Another thing about that spending, too -- election advertising this year ran about $3.7 billion overall. This is real cash, but it's about real issues and the future of our nation is at stake and many policy proposals could make a significant impact in the nation's $3 trillion-a-year economy. Proctor and Gamble spends about $5 billion a year advertising for the likes of laundry detergent, Nyquil, and diapers.

Comment Re:Not a good week... (Score 1) 445

One of the definitions I found was:

One who makes great sacrifices or suffers much in order to further a belief, cause, or principle.

I am sure that fits. While SpaceShip II is mainly intended for a non-exploration purpose, the program has resulted in some significant advances in rocketry and White Knight II has significant non-tourism use. These pilots have been involved in other space efforts, I remember the one who was injured from the Rotary Rocket test flights. There are lots of safer ways for these folks to make as much money as a test pilot is paid. They do what they do to advance our progress in aeronautics and space.

Comment Re:Oh boy, another infection vector (Score 2) 230

'Approved' isn't the right word.

OneGet has the notion of 'trusted' repositories. We're likely to expand this concept a bit in the future, but for now, that's what it is.

Built-in package sources from reputable sources may be marked as 'trusted' by default, but the majority of sources should be 'untrusted' until the user makes that change.

The real trick is getting package provider plugins to tell OneGet the truth if a repository is trusted or not.

I suspect that we're going to have to introduce a level of trust with the package providers too, and expose this to the user ... somehow.

Comment Re: Oh boy, another infection vector (Score 1) 230

You've got a really good point.

We're tossing around some notions about different factors that make a 'package' or 'repository' trustworthy.

I'm sure we can do some stuff with signed repositories and signed packages to detect when things 'change' and/or keep unsigned repositories 'untrusted'.

Really, our first target for this stuff is developers and admins, not my mom...

Comment Re: Oh boy, another infection vector (Score 1) 230

Well, considering that the chocolatey provider for OneGet points to the community-controlled repository, I'll have to take that as a win :)

The concept of curated repositories is one that we're really trying to come up without screwing it up.

Regardless, with OneGet, the *user* maintains control. Which repositories they connect to, what software they install.

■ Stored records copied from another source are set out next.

PR #115, opened 2022-01-29
Automatically populate `apiURL` with javadoc.io

armanbilge:
Only if there's not already something set.

### DIFF
--- a/sonatype/src/main/scala/org/typelevel/sbt/TypelevelSonatypePlugin.scala
+++ b/sonatype/src/main/scala/org/typelevel/sbt/TypelevelSonatypePlugin.scala
@@ -20,10 +20,11 @@ import sbt._, Keys._
 import com.typesafe.tools.mima.plugin.MimaPlugin
 import xerial.sbt.Sonatype, Sonatype.autoImport._
 import TypelevelKernelPlugin.mkCommand
+import sbt.plugins.IvyPlugin
 
 object TypelevelSonatypePlugin extends AutoPlugin {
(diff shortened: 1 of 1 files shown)


sonatype/src/main/scala/org/typelevel/sbt/TypelevelSonatypePlugin.scala
```diff
@@ -35,17 +35,19 @@ object TypelevelSonatypePlugin extends AutoPlugin {
...
-          List(
-            "reload",
-            "project /",
-            "+mimaReportBinaryIssues",
-            "+publish",
-            "tlSonatypeBundleReleaseIfRelevant"))
-      )
+    Seq(
+      tlSonatypeUseLegacyHost := true,
+      autoAPIMappings := true
```
armanbilge, line 40: There's no reason this is controversial, right?

rossabaker: "This requires that dependencies have this information in its metadata" -- I don't know the consequences if they don't.  It just doesn't link, right?

rossabaker (approved):
I like it.

sonatype/src/main/scala/org/typelevel/sbt/TypelevelSonatypePlugin.scala
armanbilge: Yep, I assume so.

Issue #108, opened 2022-01-28
Integrate Unidoc with TypelevelSitePlugin


armanbilge:
So far I've been cheating with javadoc.io URLs but that only works well for single-module projects. Laika supports API docs, so I think that should be easy. The hard part is that although my preference is for sites that are updated on every push, scaladocs should definitely only be updated on tags.

rossabaker:
Why should scaladocs only be updated on tags?  http4s published on push for years.  (Counterpoint: this is why the repo is enormous on first clone.)

armanbilge:
It's because as soon as you add a new method that hasn't been released, the scaladocs are misleading (this happened recently in Cats Effect).

rossabaker:
I would think it's the same basic tradeoffs as the mdocs: you don't want to document unreleased features, but you might not want to do a patch release to fix a typo in the {mdocs, scaladocs}.

armanbilge:
That's fair. The difference in my eyes is that scaladocs change in ordinary development but mdocs change more deliberately, when we actually write docs 😅

The real solution is what CE is doing now, which is publishing docs from very push to a 3.3.x branch which is strictly forwards/backwards compatible.

armanbilge:
To give a concrete example: the ember h2 stuff would already be showing up in http4s scaladocs. But if somebody adds some mdocumentation for it, we can easily hold that PR until the right time to merge.

rossabaker:
Okay, that's a fair distinction.

PR #116, opened 2022-01-29
Integrate Unidoc with TypelevelSitePlugin

armanbilge:
Closes https://github.com/typelevel/sbt-typelevel/issues/108.

- adds a `TypelevelUnidocPlugin` that kicks-in if the `ScalaUnidocPlugin` is enabled on the docs project
- API docs are copied into the Laika site, but only if this is a release tag (not a snapshot nor a pre-release tag)
- deploying the site now keeps existing files, so API docs persist even if they are not updated
- `homepage` and `apiURL` settings are populated automatically

One bit of trickiness is that even with this plugin enabled, your API docs URL will 404 until you do a tag release. This makes sense—in theory, you'd have to go back to the tag for the last stable release and deploy from there.

A temporary workaround is to either manually upload docs to the appropriately directory or set `tlSiteApiUri` to e.g. a javadoc.io url. Or just tag a release :)

### DIFF
--- a/build.sbt
+++ b/build.sbt
@@ -146,7 +146,7 @@ lazy val site = project
   .settings(
     name := "sbt-typelevel-site"
   )
-  .dependsOn(kernel, githubActions, noPublish)
+  .dependsOn(kernel, github, githubActions, noPublish)
 
 lazy val docs = project
   .in(file("mdocs"))
--- a/build.sbt
+++ b/build.sbt
@@ -151,4 +151,10 @@ lazy val site = project
 lazy val docs = project
   .in(file("mdocs"))
   .enablePlugins(TypelevelSitePlugin)
+  .enablePlugins(ScalaUnidocPlugin)
   .settings(laikaConfig ~= { _.withRawContent })
+  .settings(
+    laikaIncludeAPI := true,
+    autoAPIMappings := true,
+    laikaGenerateAPI / mappings := (site/Compile / packageDoc / mappings).value
+  )
--- a/build.sbt
+++ b/build.sbt
@@ -152,9 +152,7 @@ lazy val docs = project
   .in(file("mdocs"))
   .enablePlugins(TypelevelSitePlugin)
   .enablePlugins(ScalaUnidocPlugin)
-  .settings(laikaConfig ~= { _.withRawContent })
   .settings(
-    laikaIncludeAPI := true,
-    autoAPIMappings := true,
-    laikaGenerateAPI / mappings := (site/Compile / packageDoc / mappings).value
+    tlSiteApiUri := Some(uri("api/org/typelevel/sbt/")),
+    laikaConfig ~= { _.withRawContent }
   )
--- a/site/src/main/scala/org/typelevel/sbt/TypelevelSitePlugin.scala
+++ b/site/src/main/scala/org/typelevel/sbt/TypelevelSitePlugin.scala
@@ -38,6 +38,8 @@ object TypelevelSitePlugin extends AutoPlugin {
       "0.4.4")
     lazy val tlSiteApiUrl = settingKey[Option[URL]]("URL to the API docs")
     lazy val tlSiteApiUri = settingKey[Option[URI]]("URI to the API docs")
+    lazy val tlSiteKeepFiles =
+      settingKey[Boolean]("Whether to keep existing files when deploying site (default: true)")
     lazy val tlSiteGenerate = settingKey[Seq[WorkflowStep]](
       "A sequence of workflow steps which generates the site (default: [Sbt(List(\"tlSite\"))])")
     lazy val tlSitePublish = settingKey[Seq[WorkflowStep]](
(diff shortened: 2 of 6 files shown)


site/src/main/scala/org/typelevel/sbt/TypelevelUnidocPlugin.scala
```diff
@@ -0,0 +1,55 @@
...
+          homepage.value.map(_.toURI.resolve(api).toURL)
+      }
+    }
+  )
+
+  override def projectSettings = Seq(
+    laikaIncludeAPI := {
+      // include the API docs, only if this is not a snapshot nor a pre-release
+      // so long as tlSiteKeepFiles is true, it won't delete existing API docs
+      !isSnapshot.value && V.unapply(version.value).exists(!_.isPrerelease)
```
armanbilge, line 50: I'd like to make this configurable in the future. Feeling a bit overwhelmed with settings—should API docs be updated for snapshot pushes? pre-releases? How about the `VERSION` variable injected into mdocs, should it be the last stable version, or the latest tagged version including pre-releases?

site/src/main/scala/org/typelevel/sbt/TypelevelSitePlugin.scala
```diff
@@ -128,15 +148,16 @@ object TypelevelSitePlugin extends AutoPlugin {
             .toAbsolutePath
             .relativize(((Laika / target).value / "site").toPath)
             .toString,
-          "publish_branch" -> "gh-pages"
+          "keep_files" -> tlSiteKeepFiles.value.toString
         ),
         name = Some("Publish site"),
         cond = {
-          val predicate = tlSitePublishBranch
-            .value // Either publish from branch or on tags, not both
```
armanbilge, line 136: When I first wrote this, I was afraid about race conditions when publishing the same commit twice, for a branch and for a tag. But I think it's fine.

build.sbt
```diff
@@ -146,9 +146,13 @@ lazy val site = project
...
-  .dependsOn(kernel, githubActions, noPublish)
+  .dependsOn(kernel, github, githubActions, noPublish)
 
 lazy val docs = project
   .in(file("mdocs"))
   .enablePlugins(TypelevelSitePlugin)
-  .settings(laikaConfig ~= { _.withRawContent })
+  .enablePlugins(ScalaUnidocPlugin)
+  .settings(
+    tlSiteApiUri := Some(uri("api/org/typelevel/sbt/")),
```
armanbilge, line 156: Overriding this so we are teleported to the right package in the docs. Seems hard to configure automatically, but it's only a nice-to-have, not critical.

rossabaker:
This deserves a more thoughtful review, but how does all this play with the idea of just pointing at javadoc.io?  We're publishing our own scaladoc to the site _and_ pointing at that?

armanbilge:
Pointing at javadoc.io works fine for single-module projects, but not currently for multi-module projects that want all their scaladocs nicely condensed. I did wonder if we should publish an additional "unidoc" artifact to sonatype, precisely for this purpose.

What this plugin does, if enabled, is publish scaladocs to gh-pages and update all the API urls to point there instead of the javadoc.io default in the other PR. Which reminds me, I need to make sure the URLs account for versioning...

armanbilge:
> I did wonder if we should publish an additional "unidoc" artifact to sonatype, precisely for this purpose.

Expanding on this: this would provide stable unidocs for _every_ published version, rather than a e.g. `3.x` that is updated every release. The downside imo is that we wouldn't be hosting docs at our own domain 🙃

rossabaker:
javadoc.io may go away someday, but doc jars published to Maven Central should be around as long as Scala is around.  That Unidoc artifact is an interesting idea.

A lot of the bloat in the http4s repo is from all the years of publishing docs on each commit.  A good solution that got away from that would be nifty.

armanbilge:
Cool, I'll looking into the unidoc artifact idea a bit. It could simplify things nicely.

> A lot of the bloat in the http4s repo is from all the years of publishing docs on each commit. A good solution that got away from that would be nifty.

Scaladocs in particular, or docs in general? The gh-pages deploy action we are using here only makes a commit if something changes (although, running mdoc does always change some non-determinstic outputs).

rossabaker:
Scaladocs in particular.  Those generate big diffs from commit to commit with all the indexes and what not.

armanbilge:
Btw publishing a unidoc artifact is very feasible. All you need is an project with the unidoc plugin enabled and this setting:

```scala
Compile / packageDoc / mappings := (ScalaUnidoc / packageDoc / mappings).value
```

I can pursue this strategy instead.

armanbilge:
As it stands, this PR is largely superseded by https://github.com/typelevel/sbt-typelevel/pull/119 and https://github.com/typelevel/sbt-typelevel/pull/124.

The changes unique to this PR the direct integration between unidoc and laika, i.e.:
1. Copying the API docs directly into the laika site and deploying them together.
2. Automatically adding an API doc button to the site that points to the right place.

I'd definitely like to find a way to solve (2), but I need to think more about how to do it. Is (1) still valuable in a world where unidocs are viewable from javadoc.io? It depends how much a project cares about hosting docs at their own domain.

armanbilge:
I have an idea to fix (2) in https://github.com/typelevel/sbt-typelevel/pull/119#discussion_r801864152. I'm going to punt (1) since folks seem to like the published unidoc concept.

With that, this PR has run its course.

Comment Re:We can do that thing you like (Score 5, Informative) 230

Actually, to be perfectly clear, OneGet isn't really a package manager.

It's a package-manager-manager -- It's a unified way of installing packages of software regardless of the how-it's-implemented-on-the-back-end.

The first real package provider plugin is a Chocolatey one. Why re-invent the wheel when the wheel already works?

The purpose here is to leverage all these different sources of software using a common set of commands and APIs.

Anything that can be represented as a 'source' of software can be plugged in on the back end. I'm aiming for plugins for NPM, Ruby Gems, Python, on top of the expected MSI, Chocolatey, NuGet, etc...

Plugins can be written by anyone, and I'm going to great lengths to make it as simple as possible -- it's about ~15 or so functions to implement and we can plug in virtually any package format or service into OneGet.

Comment Re:Respect (Score 3, Informative) 230

[FYI -- I'm @FearTheCowboy everywhere else, my /. id is so old that my name got trimmed from "His Name Cannot Be Spoken" 15ish years ago when they did a database adjustment... ]

I have had thoughts on how to do this; I suspect that while we may not set up a repo to do that, I may hack out the instructions on how that could be done easily if one wanted to maintain their own.

It really boils down to how much time I can throw at that.

Of course, we also want it to plug into WU and WSUS, but that'll be a bit more down the road.